TASK DESCRIPTION.
Repeat the data exactly, every last line of it.

PROVIDED DATA.
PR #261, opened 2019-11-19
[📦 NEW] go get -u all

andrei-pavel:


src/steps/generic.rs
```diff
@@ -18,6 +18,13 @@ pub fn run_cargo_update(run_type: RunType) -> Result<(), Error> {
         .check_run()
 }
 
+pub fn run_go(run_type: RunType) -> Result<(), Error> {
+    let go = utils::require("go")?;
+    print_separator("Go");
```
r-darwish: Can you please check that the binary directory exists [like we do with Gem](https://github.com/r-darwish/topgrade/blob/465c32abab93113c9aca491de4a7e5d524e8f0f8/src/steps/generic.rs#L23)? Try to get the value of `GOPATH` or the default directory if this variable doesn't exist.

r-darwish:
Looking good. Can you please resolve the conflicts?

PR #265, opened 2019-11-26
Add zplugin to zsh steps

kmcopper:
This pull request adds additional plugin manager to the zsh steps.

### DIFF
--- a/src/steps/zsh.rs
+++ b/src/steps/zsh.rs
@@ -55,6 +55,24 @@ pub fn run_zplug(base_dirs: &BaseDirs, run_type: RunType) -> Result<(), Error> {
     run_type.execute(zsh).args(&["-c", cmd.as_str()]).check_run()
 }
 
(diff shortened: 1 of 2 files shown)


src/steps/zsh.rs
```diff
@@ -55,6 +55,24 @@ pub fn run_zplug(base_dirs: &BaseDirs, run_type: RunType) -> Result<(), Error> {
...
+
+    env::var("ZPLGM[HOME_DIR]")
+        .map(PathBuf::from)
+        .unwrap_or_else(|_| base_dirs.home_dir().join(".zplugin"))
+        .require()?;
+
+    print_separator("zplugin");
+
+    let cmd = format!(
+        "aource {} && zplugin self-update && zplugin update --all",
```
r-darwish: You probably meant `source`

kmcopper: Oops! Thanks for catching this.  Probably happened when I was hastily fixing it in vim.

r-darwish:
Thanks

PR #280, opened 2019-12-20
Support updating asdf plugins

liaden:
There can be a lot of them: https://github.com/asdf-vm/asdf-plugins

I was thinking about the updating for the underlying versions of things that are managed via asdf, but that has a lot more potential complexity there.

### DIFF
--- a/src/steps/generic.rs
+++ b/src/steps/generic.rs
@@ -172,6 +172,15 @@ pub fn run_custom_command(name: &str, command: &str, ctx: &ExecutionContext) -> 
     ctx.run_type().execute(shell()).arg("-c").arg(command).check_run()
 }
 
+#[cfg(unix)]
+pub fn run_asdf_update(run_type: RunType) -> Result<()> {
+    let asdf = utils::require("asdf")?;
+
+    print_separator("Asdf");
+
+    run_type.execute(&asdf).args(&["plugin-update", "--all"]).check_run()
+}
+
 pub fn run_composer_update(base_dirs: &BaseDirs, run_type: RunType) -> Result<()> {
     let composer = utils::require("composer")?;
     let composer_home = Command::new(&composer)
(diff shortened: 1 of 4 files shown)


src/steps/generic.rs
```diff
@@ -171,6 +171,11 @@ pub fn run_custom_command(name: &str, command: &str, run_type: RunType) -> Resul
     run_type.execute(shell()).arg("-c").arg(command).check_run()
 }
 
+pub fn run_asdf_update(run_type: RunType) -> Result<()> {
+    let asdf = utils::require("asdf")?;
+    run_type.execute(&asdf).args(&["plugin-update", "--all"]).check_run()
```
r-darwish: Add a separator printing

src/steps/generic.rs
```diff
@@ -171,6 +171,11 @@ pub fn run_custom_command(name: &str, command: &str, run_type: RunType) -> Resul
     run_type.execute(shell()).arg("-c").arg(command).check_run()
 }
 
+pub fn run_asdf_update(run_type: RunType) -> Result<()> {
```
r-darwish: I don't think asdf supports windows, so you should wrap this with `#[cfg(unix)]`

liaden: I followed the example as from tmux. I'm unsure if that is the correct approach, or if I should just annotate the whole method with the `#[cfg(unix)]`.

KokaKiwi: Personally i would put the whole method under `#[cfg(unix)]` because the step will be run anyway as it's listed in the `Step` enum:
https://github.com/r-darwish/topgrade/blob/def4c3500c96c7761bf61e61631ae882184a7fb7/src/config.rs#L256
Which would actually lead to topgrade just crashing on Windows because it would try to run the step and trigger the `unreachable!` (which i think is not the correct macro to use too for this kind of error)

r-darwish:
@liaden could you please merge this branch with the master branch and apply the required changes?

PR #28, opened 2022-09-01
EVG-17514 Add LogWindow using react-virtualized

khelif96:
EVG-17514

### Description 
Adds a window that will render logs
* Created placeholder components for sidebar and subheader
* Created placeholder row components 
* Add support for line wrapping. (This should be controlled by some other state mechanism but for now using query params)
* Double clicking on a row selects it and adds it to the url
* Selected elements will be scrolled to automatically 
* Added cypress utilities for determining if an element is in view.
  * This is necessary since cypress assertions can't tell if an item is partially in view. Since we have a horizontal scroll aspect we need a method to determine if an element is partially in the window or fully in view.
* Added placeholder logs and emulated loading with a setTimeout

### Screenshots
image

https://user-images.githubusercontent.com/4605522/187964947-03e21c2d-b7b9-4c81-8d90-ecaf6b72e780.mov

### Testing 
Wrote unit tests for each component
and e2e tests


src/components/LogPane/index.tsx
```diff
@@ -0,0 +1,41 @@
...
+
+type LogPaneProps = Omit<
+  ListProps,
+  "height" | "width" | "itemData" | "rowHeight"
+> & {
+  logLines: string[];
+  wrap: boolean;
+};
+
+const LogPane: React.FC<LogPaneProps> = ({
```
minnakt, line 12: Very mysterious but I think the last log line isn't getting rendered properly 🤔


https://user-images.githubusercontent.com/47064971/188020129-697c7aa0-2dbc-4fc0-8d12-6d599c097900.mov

EXERCISE SOLUTION.
PR #261, opened 2019-11-19
[📦 NEW] go get -u all

andrei-pavel:


src/steps/generic.rs
```diff
@@ -18,6 +18,13 @@ pub fn run_cargo_update(run_type: RunType) -> Result<(), Error> {
         .check_run()
 }
 
+pub fn run_go(run_type: RunType) -> Result<(), Error> {
+    let go = utils::require("go")?;
+    print_separator("Go");
```
r-darwish: Can you please check that the binary directory exists [like we do with Gem](https://github.com/r-darwish/topgrade/blob/465c32abab93113c9aca491de4a7e5d524e8f0f8/src/steps/generic.rs#L23)? Try to get the value of `GOPATH` or the default directory if this variable doesn't exist.

r-darwish:
Looking good. Can you please resolve the conflicts?

PR #265, opened 2019-11-26
Add zplugin to zsh steps

kmcopper:
This pull request adds additional plugin manager to the zsh steps.

### DIFF
--- a/src/steps/zsh.rs
+++ b/src/steps/zsh.rs
@@ -55,6 +55,24 @@ pub fn run_zplug(base_dirs: &BaseDirs, run_type: RunType) -> Result<(), Error> {
     run_type.execute(zsh).args(&["-c", cmd.as_str()]).check_run()
 }
 
(diff shortened: 1 of 2 files shown)


src/steps/zsh.rs
```diff
@@ -55,6 +55,24 @@ pub fn run_zplug(base_dirs: &BaseDirs, run_type: RunType) -> Result<(), Error> {
...
+
+    env::var("ZPLGM[HOME_DIR]")
+        .map(PathBuf::from)
+        .unwrap_or_else(|_| base_dirs.home_dir().join(".zplugin"))
+        .require()?;
+
+    print_separator("zplugin");
+
+    let cmd = format!(
+        "aource {} && zplugin self-update && zplugin update --all",
```
r-darwish: You probably meant `source`

kmcopper: Oops! Thanks for catching this.  Probably happened when I was hastily fixing it in vim.

r-darwish:
Thanks

PR #280, opened 2019-12-20
Support updating asdf plugins

liaden:
There can be a lot of them: https://github.com/asdf-vm/asdf-plugins

I was thinking about the updating for the underlying versions of things that are managed via asdf, but that has a lot more potential complexity there.

### DIFF
--- a/src/steps/generic.rs
+++ b/src/steps/generic.rs
@@ -172,6 +172,15 @@ pub fn run_custom_command(name: &str, command: &str, ctx: &ExecutionContext) -> 
     ctx.run_type().execute(shell()).arg("-c").arg(command).check_run()
 }
 
+#[cfg(unix)]
+pub fn run_asdf_update(run_type: RunType) -> Result<()> {
+    let asdf = utils::require("asdf")?;
+
+    print_separator("Asdf");
+
+    run_type.execute(&asdf).args(&["plugin-update", "--all"]).check_run()
+}
+
 pub fn run_composer_update(base_dirs: &BaseDirs, run_type: RunType) -> Result<()> {
     let composer = utils::require("composer")?;
     let composer_home = Command::new(&composer)
(diff shortened: 1 of 4 files shown)


src/steps/generic.rs
```diff
@@ -171,6 +171,11 @@ pub fn run_custom_command(name: &str, command: &str, run_type: RunType) -> Resul
     run_type.execute(shell()).arg("-c").arg(command).check_run()
 }
 
+pub fn run_asdf_update(run_type: RunType) -> Result<()> {
+    let asdf = utils::require("asdf")?;
+    run_type.execute(&asdf).args(&["plugin-update", "--all"]).check_run()
```
r-darwish: Add a separator printing

src/steps/generic.rs
```diff
@@ -171,6 +171,11 @@ pub fn run_custom_command(name: &str, command: &str, run_type: RunType) -> Resul
     run_type.execute(shell()).arg("-c").arg(command).check_run()
 }
 
+pub fn run_asdf_update(run_type: RunType) -> Result<()> {
```
r-darwish: I don't think asdf supports windows, so you should wrap this with `#[cfg(unix)]`

liaden: I followed the example as from tmux. I'm unsure if that is the correct approach, or if I should just annotate the whole method with the `#[cfg(unix)]`.

KokaKiwi: Personally i would put the whole method under `#[cfg(unix)]` because the step will be run anyway as it's listed in the `Step` enum:
https://github.com/r-darwish/topgrade/blob/def4c3500c96c7761bf61e61631ae882184a7fb7/src/config.rs#L256
Which would actually lead to topgrade just crashing on Windows because it would try to run the step and trigger the `unreachable!` (which i think is not the correct macro to use too for this kind of error)

r-darwish:
@liaden could you please merge this branch with the master branch and apply the required changes?

PR #28, opened 2022-09-01
EVG-17514 Add LogWindow using react-virtualized

khelif96:
EVG-17514

### Description 
Adds a window that will render logs
* Created placeholder components for sidebar and subheader
* Created placeholder row components 
* Add support for line wrapping. (This should be controlled by some other state mechanism but for now using query params)
* Double clicking on a row selects it and adds it to the url
* Selected elements will be scrolled to automatically 
* Added cypress utilities for determining if an element is in view.
  * This is necessary since cypress assertions can't tell if an item is partially in view. Since we have a horizontal scroll aspect we need a method to determine if an element is partially in the window or fully in view.
* Added placeholder logs and emulated loading with a setTimeout

### Screenshots
image

https://user-images.githubusercontent.com/4605522/187964947-03e21c2d-b7b9-4c81-8d90-ecaf6b72e780.mov

### Testing 
Wrote unit tests for each component
and e2e tests


src/components/LogPane/index.tsx
```diff
@@ -0,0 +1,41 @@
...
+
+type LogPaneProps = Omit<
+  ListProps,
+  "height" | "width" | "itemData" | "rowHeight"
+> & {
+  logLines: string[];
+  wrap: boolean;
+};
+
+const LogPane: React.FC<LogPaneProps> = ({
```
minnakt, line 12: Very mysterious but I think the last log line isn't getting rendered properly 🤔


https://user-images.githubusercontent.com/47064971/188020129-697c7aa0-2dbc-4fc0-8d12-6d599c097900.mov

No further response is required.